Web 2.0 Backlash

12:05 PM -- The Financial Times this week explained that many Web 2.0 companies "have so far produced little in the way of revenue, despite bringing about some significant changes in online behaviour... "

This is hardly surprising. I'm no Web 2.0 genius, but I have used a dozen social networks and a dozen more applications and widgets over the past couple of years.

How many times was I compelled to pull out my wallet during that time? Not once. I don't even think I was ever asked. Not only was I not asked, I don't think I learned of any new product I wanted to use while on these networks. I don't think these widgets helped me find any people that I didn't already know about.

So my social networking/Web 2.0 experiences have been fun, but they didn't really rock my world. And if that's all someone can say about your business, you're probably toast.

Seriously, Ning.com sounds interesting, but isn't it really just Homestead with better marketing? Isn't it really just Tripod for Dummies?

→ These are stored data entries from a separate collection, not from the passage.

PR #2926, opened 2019-09-26
Support saving the Zenodo concept DOI

wshands:
https://ucsc-cgl.atlassian.net/browse/SEAB-253

### DIFF
--- a/dockstore-integration-testing/src/test/java/io/dockstore/common/CommonTestUtilities.java
+++ b/dockstore-integration-testing/src/test/java/io/dockstore/common/CommonTestUtilities.java
@@ -225,7 +225,7 @@ public final class CommonTestUtilities {
         application.run("db", "drop-all", "--confirm-delete-everything", CONFIDENTIAL_CONFIG_PATH);
         application
             .run("db", "migrate", CONFIDENTIAL_CONFIG_PATH, "--include", "1.3.0.generated,1.3.1.consistency,1.4.0,1.5.0,1.6.0,samepaths");
-        application.run("db", "migrate", CONFIDENTIAL_CONFIG_PATH, "--include", "1.7.0", "1.8.0");
+        application.run("db", "migrate", CONFIDENTIAL_CONFIG_PATH, "--include", "1.7.0, 1.8.0");
 
     }
 
--- a/dockstore-integration-testing/src/test/java/io/dockstore/common/CommonTestUtilities.java
+++ b/dockstore-integration-testing/src/test/java/io/dockstore/common/CommonTestUtilities.java
@@ -84,7 +84,8 @@ public final class CommonTestUtilities {
         Application<DockstoreWebserviceConfiguration> application = support.newApplication();
         application.run("db", "drop-all", "--confirm-delete-everything", dropwizardConfigurationFile);
         application
-            .run("db", "migrate", dropwizardConfigurationFile, "--include", "1.3.0.generated,1.3.1.consistency,1.4.0,1.5.0,1.6.0,1.7.0");
+            .run("db", "migrate", dropwizardConfigurationFile, "--include", "1.3.0.generated,1.3.1.consistency,1.4.0,1.5.0,"
+                    + "1.6.0,1.7.0,1.8.0");
     }
 
     /**
@@ -110,7 +111,7 @@ public final class CommonTestUtilities {
         application.run("db", "drop-all", "--confirm-delete-everything", dropwizardConfigurationFile);
 
         List<String> migrationList = Arrays
-            .asList("1.3.0.generated", "1.3.1.consistency", "test", "1.4.0", "1.5.0", "test_1.5.0", "1.6.0", "1.7.0");
+            .asList("1.3.0.generated", "1.3.1.consistency", "test", "1.4.0", "1.5.0", "test_1.5.0", "1.6.0", "1.7.0", "1.8.0");
         runMigration(migrationList, application, dropwizardConfigurationFile);
     }
 
@@ -159,7 +160,7 @@ public final class CommonTestUtilities {
 
         List<String> migrationList = Arrays
             .asList("1.3.0.generated", "1.3.1.consistency", "test.confidential1", "1.4.0", "1.5.0", "test.confidential1_1.5.0", "1.6.0",
-                "1.7.0");
+                "1.7.0", "1.8.0");
         runMigration(migrationList, application, configPath);
     }
 
@@ -207,7 +208,7 @@ public final class CommonTestUtilities {
 
         List<String> migrationList = Arrays
             .asList("1.3.0.generated", "1.3.1.consistency", "test.confidential2", "1.4.0", "1.5.0", "test.confidential2_1.5.0", "1.6.0",
-                "1.7.0");
+                "1.7.0", "1.8.0");
         runMigration(migrationList, application, configPath);
     }
 
@@ -224,7 +225,7 @@ public final class CommonTestUtilities {
         application.run("db", "drop-all", "--confirm-delete-everything", CONFIDENTIAL_CONFIG_PATH);
         application
             .run("db", "migrate", CONFIDENTIAL_CONFIG_PATH, "--include", "1.3.0.generated,1.3.1.consistency,1.4.0,1.5.0,1.6.0,samepaths");
-        application.run("db", "migrate", CONFIDENTIAL_CONFIG_PATH, "--include", "1.7.0");
+        application.run("db", "migrate", CONFIDENTIAL_CONFIG_PATH, "--include", "1.7.0", "1.8.0");
 
     }
 
@@ -240,7 +241,7 @@ public final class CommonTestUtilities {
         Application<DockstoreWebserviceConfiguration> application = support.getApplication();
         application.run("db", "drop-all", "--confirm-delete-everything", CONFIDENTIAL_CONFIG_PATH);
         List<String> migrationList = Arrays
-            .asList("1.3.0.generated", "1.3.1.consistency", "test", "1.4.0", "testworkflow", "1.5.0", "test_1.5.0", "1.6.0", "1.7.0");
+            .asList("1.3.0.generated", "1.3.1.consistency", "test", "1.4.0", "testworkflow", "1.5.0", "test_1.5.0", "1.6.0", "1.7.0", "1.8.0");
         runMigration(migrationList, application, CONFIDENTIAL_CONFIG_PATH);
     }
 
--- a/dockstore-webservice/src/main/java/io/dockstore/webservice/core/Entry.java
+++ b/dockstore-webservice/src/main/java/io/dockstore/webservice/core/Entry.java
@@ -201,6 +201,10 @@ public abstract class Entry<S extends Entry, T extends Version> implements Compa
     @CollectionTable(uniqueConstraints = @UniqueConstraint(name = "unique_paths", columnNames = { "entry_id", "filetype", "path" }))
     private Map<DescriptorLanguage.FileType, String> defaultPaths = new HashMap<>();
 
+    @Column
+    @ApiModelProperty(value = "The Digital Object Identifier (DOI) representing all of the versions of your workflow", position = 13)
+    private String conceptDoi;
+
     public Entry() {
         users = new TreeSet<>();
         starredUsers = new TreeSet<>();
@@ -220,6 +224,16 @@ public abstract class Entry<S extends Entry, T extends Version> implements Compa
         } else {
             return checkerWorkflow.getId();
         }
+    }
+
+
+    public void setConceptDoi(String conceptDoi) {
+        this.conceptDoi = conceptDoi;
+    }
+
+    @JsonProperty
+    public String getConceptDoi() {
+        return conceptDoi;
     }
 
     public Map<String, Alias> getAliases() {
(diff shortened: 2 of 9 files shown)


dockstore-webservice/src/main/java/io/dockstore/webservice/helpers/ZenodoHelper.java
```diff
@@ -156,6 +158,22 @@ public static void registerZenodoDOIForWorkflow(ApiClient zenodoClient, String d
 
         Deposit publishedDeposit = publishDepositOnZenodo(actionsApi, depositionID);
 
+        Object links = publishedDeposit.getLinks();
+        String conceptDoiUrl = (String)((LinkedHashMap)links).get("conceptdoi");
+        String conceptDoi = conceptDoiUrl;
```
garyluu: Can you move this into a separate function that takes in conceptDoiUrl and outputs conceptDoi, then write a small unit test for it?

dockstore-webservice/src/main/java/io/dockstore/webservice/helpers/ZenodoHelper.java
```diff
@@ -156,6 +158,22 @@ public static void registerZenodoDOIForWorkflow(ApiClient zenodoClient, String d
...
+
+        // Remove the 'https://doi.org/' etc. prefix from the concept DOI
+        // e.g. https://doi.org/10.5072/zenodo.372767
+        try {
+            URI uri = new URI(conceptDoiUrl);
+            String[] segments = uri.getPath().split("/");
+            conceptDoi = segments[segments.length - 2] + "/" + segments[segments.length - 1];
+        } catch (URISyntaxException e) {
+            LOG.error("Could not extract workflow DOI. Error is " + e.getMessage(), e);
```
coverbeck: This will continue after logging the error; don't you want to throw an exception here?

dockstore-webservice/src/main/java/io/dockstore/webservice/helpers/ZenodoHelper.java
```diff
@@ -156,6 +158,22 @@ public static void registerZenodoDOIForWorkflow(ApiClient zenodoClient, String d
 
         Deposit publishedDeposit = publishDepositOnZenodo(actionsApi, depositionID);
 
+        Object links = publishedDeposit.getLinks();
+        String conceptDoiUrl = (String)((LinkedHashMap)links).get("conceptdoi");
```
coverbeck: Can `links` be null? Can `conceptDoiUrl` be null?

dockstore-webservice/src/main/java/io/dockstore/webservice/helpers/ZenodoHelper.java
wshands: We can just display the full concept DOI url if something goes wrong when attempting to display only the DOI part

coverbeck: Do we do this for non-concept DOIs as well?

1. It feels odd that the format can vary so radically, e.g., the UI might always assume it's one format for display purposes, e.g., constructing a link, and then a totally different string appears.
2. Why do we strip it to begin with? Why not just store the url? Might be some reason I'm missing -- just asking.

dockstore-webservice/src/main/java/io/dockstore/webservice/helpers/ZenodoHelper.java
denis-yuen: it doesn't seem like there is a point to cast to `LinkedHashMap` in this case if only the get method is needed and it can break . 
Try just casting to `Map` or maybe `Map<String, String>`

Better yet, I think we control the `links` model, so we should probably just make it a `Map<String, String>` or a regular object with a conceptdoi field  in the first place to avoid casting at all.

dockstore-webservice/src/main/resources/migrations.1.8.0.xml
```diff
@@ -0,0 +1,32 @@
...
+  ~    See the License for the specific language governing permissions and
+  ~    limitations under the License.
+  -->
+
+<databaseChangeLog xmlns="http://www.liquibase.org/xml/ns/dbchangelog" xmlns:xsi="http://www.w3.org/2001/XMLSchema-instance"
+                   xsi:schemaLocation="http://www.liquibase.org/xml/ns/dbchangelog http://www.liquibase.org/xml/ns/dbchangelog/dbchangelog-3.5.xsd"
+                   context="1.8.0">
+    <changeSet author="waltershands (generated)" id="supportconceptDOI">
+        <addColumn tableName="service">
+            <column name="conceptdoi" type="varchar(255 BYTE)"/>
```
denis-yuen: Can simplify to `varchar(255)`

dockstore-webservice/src/main/java/io/dockstore/webservice/helpers/ZenodoHelper.java
wshands: Not sure what you mean here...could you explain?
Screen Shot 2019-09-29 at 9 25 22 PM

dockstore-webservice/src/main/java/io/dockstore/webservice/helpers/ZenodoHelper.java
wshands: Zenodo considers a DOI to be of the form 10.5072/zenodo.1234. They call the url of the form https://doi.org/10.5072/zenodo.1234, which is returned in 'links' to be a Target URL...

Screen Shot 2019-09-29 at 9 20 46 PM

dockstore-webservice/src/main/resources/migrations.1.8.0.xml
wshands: done

dockstore-webservice/src/main/java/io/dockstore/webservice/helpers/ZenodoHelper.java
wshands: I don't think links can be null and I don't think the conceptDoiUrl can be null. A conceptDoiUrl is should always exist for a published DOI

dockstore-webservice/src/main/java/io/dockstore/webservice/helpers/ZenodoHelper.java
wshands: Created a new function extractDoiFromDoiUrl and will create a test for it

dockstore-webservice/src/main/java/io/dockstore/webservice/helpers/ZenodoHelper.java
denis-yuen: As I understand it, "publishDeposit" is a swagger generated object from a swagger.yaml that we control. Rather than having that generated code return a simple object when calling `getLinks`, it should really be improved to return an object with typesafe properties. 

i.e. If we know links includes a string called conceptdoi, just have the generated code for links return a string and avoid casting in the first place

wshands: Done

dockstore-webservice/src/main/java/io/dockstore/webservice/helpers/ZenodoHelper.java
```diff
@@ -183,6 +190,25 @@ private static void createAliasAndsetUpRelatedIdentifiers(DepositMetadata deposi
...
+     * @return the DOI as a string
+     */
+    private static String extractDoiFromDoiUrl(String doiUrl) {
+        // Remove the 'https://doi.org/' etc. prefix from the DOI
+        // e.g. https://doi.org/10.5072/zenodo.372767
+        String doi = doiUrl;
+        try {
+            URI uri = new URI(doiUrl);
+            String[] segments = uri.getPath().split("/");
+            doi = segments[segments.length - 2] + "/" + segments[segments.length - 1];
```
garyluu:
```
            URL url = new URL(doiUrl);
            doi = StringUtils.stripStart(uri.getPath(), "/");
```
seems alot simpler in my opinion

dockstore-webservice/src/main/java/io/dockstore/webservice/helpers/ZenodoHelper.java
wshands: test created io.dockstore.webservice.helpers.ZenodoHelperTest#extractDoiFromDoiUrl

dockstore-webservice/src/main/java/io/dockstore/webservice/helpers/ZenodoHelper.java
wshands: I have this "https://doi.org/10.5072/zenodo.372767" and need to get this "10.5072/zenodo.372767"

dockstore-webservice/src/test/java/io/dockstore/webservice/helpers/ZenodoHelperTest.java
```diff
@@ -29,4 +29,11 @@ public void testcreateWorkflowTrsUrl() {
         Assert.assertEquals("https://dockstore.org/api/api/ga4gh/v2/tools/%23workflow%2Fgithub.com%2FDataBiosphere"
                 + "%2Ftopmed-workflows%2FUM_variant_caller_wdl/versions/1.32.0/PLAIN-WDL/descriptor/topmed_freeze3_calling.wdl", trsUrl);
     }
+
+    @Test
+    public void extractDoiFromDoiUrl() {
```
coverbeck: It would be good to have negative test cases as well (you're only testing the happy path)

wshands: added negative test extractDoiFromBadDoiUrl

dockstore-integration-testing/src/test/java/io/dockstore/common/CommonTestUtilities.java
```diff
@@ -224,7 +225,7 @@ public static void setupSamePathsTest(DropwizardTestSupport<DockstoreWebserviceC
         application.run("db", "drop-all", "--confirm-delete-everything", CONFIDENTIAL_CONFIG_PATH);
         application
             .run("db", "migrate", CONFIDENTIAL_CONFIG_PATH, "--include", "1.3.0.generated,1.3.1.consistency,1.4.0,1.5.0,1.6.0,samepaths");
-        application.run("db", "migrate", CONFIDENTIAL_CONFIG_PATH, "--include", "1.7.0");
+        application.run("db", "migrate", CONFIDENTIAL_CONFIG_PATH, "--include", "1.7.0, 1.8.0");
```
coverbeck: It was already like this, but I'm wondering why 1.7.0 wasn't already on the previous line

wshands: I do not know

dockstore-webservice/src/main/java/io/dockstore/webservice/core/Entry.java
```diff
@@ -201,6 +201,10 @@
     @CollectionTable(uniqueConstraints = @UniqueConstraint(name = "unique_paths", columnNames = { "entry_id", "filetype", "path" }))
     private Map<DescriptorLanguage.FileType, String> defaultPaths = new HashMap<>();
 
+    @Column
+    @ApiModelProperty(value = "The Digital Object Identifier (DOI) representing all of the versions of your workflow", position = 13)
```
denis-yuen: I wonder how positions work in a base class. 
Does 13 overlap with any of the positions in the children?

dockstore-webservice/src/main/java/io/dockstore/webservice/helpers/ZenodoHelper.java
```diff
@@ -183,6 +189,25 @@ private static void createAliasAndsetUpRelatedIdentifiers(DepositMetadata deposi
...
+    protected static String extractDoiFromDoiUrl(String doiUrl) {
+        // Remove the 'https://doi.org/' etc. prefix from the DOI
+        // e.g. https://doi.org/10.5072/zenodo.372767
+        String doi = doiUrl;
+        try {
+            URI uri = new URI(doiUrl);
+            doi = StringUtils.stripStart(uri.getPath(), "/");
+
+        } catch (URISyntaxException e) {
+            LOG.error("Could not extract DOI. Error is " + e.getMessage(), e);
```
denis-yuen: Seems a little odd that this occurrence is serious enough to warrant `LOG.error` but not serious enough to actually do anything and just return the original DOI

dockstore-webservice/src/main/resources/migrations.1.8.0.xml
```diff
@@ -0,0 +1,32 @@
+<?xml version="1.1" encoding="UTF-8" standalone="no"?>
+<!--
+  ~    Copyright 2020 OICR
```
denis-yuen: A little ahead of the curve

dockstore-webservice/src/main/java/io/dockstore/webservice/core/Entry.java
garyluu: Not sure if anyone's noticed, but for Tag/WorkflowVersion, and Version, I made the Version start numbering at 1 and made Tag/WorkflowVersion start numbering at 101

denis-yuen: (didn't notice)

What kind of profit do investors think a business like that is really capable of producing? What am I missing here?

Think of it this way: All startups are small businesses, and most small businesses fail. Those that don't fail have several things going for them, and providing yet another clever way to find ex-girlfriends or silly headlines doesn't seem like it's really going to make a difference.

If Digg is worth hundreds of millions of dollars, shouldn't that guy from Fark be a billionaire by now?